I have no way of explaining some of the strange things that have happened since I began my Heaven's Wait journey. Has it been coincidence, or perhaps a form of telepathy? I have a weird feeling that there is more right under the surface. Of course, I am leaking some "spoiler" tidbits about the story by revealing these incidents, but if you're game, read on.
The first oddity occurred the week after I completed the first, very emotional draft of R.J.'s Story. My family and I arrived on the Big Island of Hawaii for a vacation and coffee conference. I had visited that island before, but never the far north end. As we traveled north from the airport, we passed lush tropical vegetation, accented in the background by a vibrant rainbow. I told my family that the scene was right out of my story. A little farther on, a cluster of energy-producing windmills dotted the rolling foothills to the right of the highway. What's going on? I thought, recalling that R.J. had built some windmills in the hills when he got to Heaven's Wait.
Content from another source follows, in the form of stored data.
PR #544, opened 2022-11-22
fix ci for stand-alone agent

gurevichdmitry:
**What does this PR do?**
This PR fixes ci for stand-alone agent

**Related Issues**

**Checklist**


.github/workflows/cloudbeat-ci.yml
```diff
@@ -105,109 +105,159 @@ jobs:
...
       matrix:
         include:
-          - test-target: post_merge_agent
+          - test-target: pre_merge_agent
             range: ''
-            values_files: tests/deploy/values/ci-sa-agent.yml
+            values_file: tests/deploy/values/ci-sa-agent.yml
           - test-target: pre_merge
             range: ''
+            values_file: tests/deploy/values/ci.yml
```
oren-zohar, line 113: is there a need to send it? it's set to `tests/deploy/values/ci.yml` by default

oren-zohar (changes requested):

.github/workflows/cloudbeat-ci.yml
gurevichdmitry: CI flow uses `just deploy-tests-helm ${{ matrix.test-target }} ${{ matrix.values_file }} ${{ matrix.range }}` command.
`just` does not support named args. In case `matrix.values_file` will not be provided and matrix.range will be, the `just` cannot recognize that matrix.range is the 3rd arg and shift left will be performed. This is why all values shall be provided in the matrix.

oren-zohar: so why swap the parm order in the first place?

gurevichdmitry: Some test suites are using range='' (empty state). When passing the range='' to `just` command the CLI interprets it as empty and params shift happens. So swap is required otherwise incorrect values will be passed.

oren-zohar (approved):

A few days later, we went on a water ride called Flumin' da Ditch at the top of the island. The ride meandered through a rainforest that boasted no less than wild coffee trees. This was the very jungle that played a significant role in R.J.'s Story. And to top it off, while we were at our hotel during those few days of vacation, the pilot episode of Lost aired on TV. Its bewildered characters found themselves in a tropical environment after their plane went down. My son said, "Hey, they're stealing your story." I had no explanation for any of it.
Not long after the Hawaii trip, my husband and I toured the Joseph Phelps winery in St. Helena, CA for the first time. When we looked down at the vineyard property from the hillside tasting room terrace, which appeared to sit on the east side of the property, my jaw dropped. The landscape, less the rows and rows of grapevines, was the raw layout of Vowella Valley, the primary setting for R.J.'s Story, complete with a road meandering down the middle and a small lake in the northeast corner. The only things missing were the surroundings: a single mountain to the west, a jungle to the north and a swamp to the south. I showed my husband where each of the story's "clans" lived, and pointed out the locations of other landmarks mentioned in the story. We joked that this property needed to be the story's movie set someday. Why was I seeing these actual sites after I had already invented them in my head?
Later in the process, when I was working on a revision of R.J.'s Story, I inserted a short-lived scene where R.J. inquired into the possibility that his old cat Sam might be in Heaven's Wait. My inspiration for Sam was a longhaired, one-eyed orange cat that lived a couple of doors down the street. He loved to hang out on our front porch. Once again, we went out of town for a few days. When we returned, I learned that the "real" Sam had been hit by a car and died. And I hesitate to mention this, but...there is also a reference to Michael Jackson in the story. What can I say? As a result, no one in my family wants to be included in my stories.
Lastly, R.J. learned during R.J.'s Story that his parents had moved to Berkeley from San Francisco after the 1906 earthquake, never to return to The City again. A couple of years ago, while attending a memorial service for one of my uncles on my dad's side, my cousins and I found out from looking at my uncle's old photo albums that my grandparents had actually lived in Marin when they were first married, and had moved to the East Bay after the 1906 earthquake. I had never heard this story before, and neither had my cousins, who had been an active part of my grandparents' lives.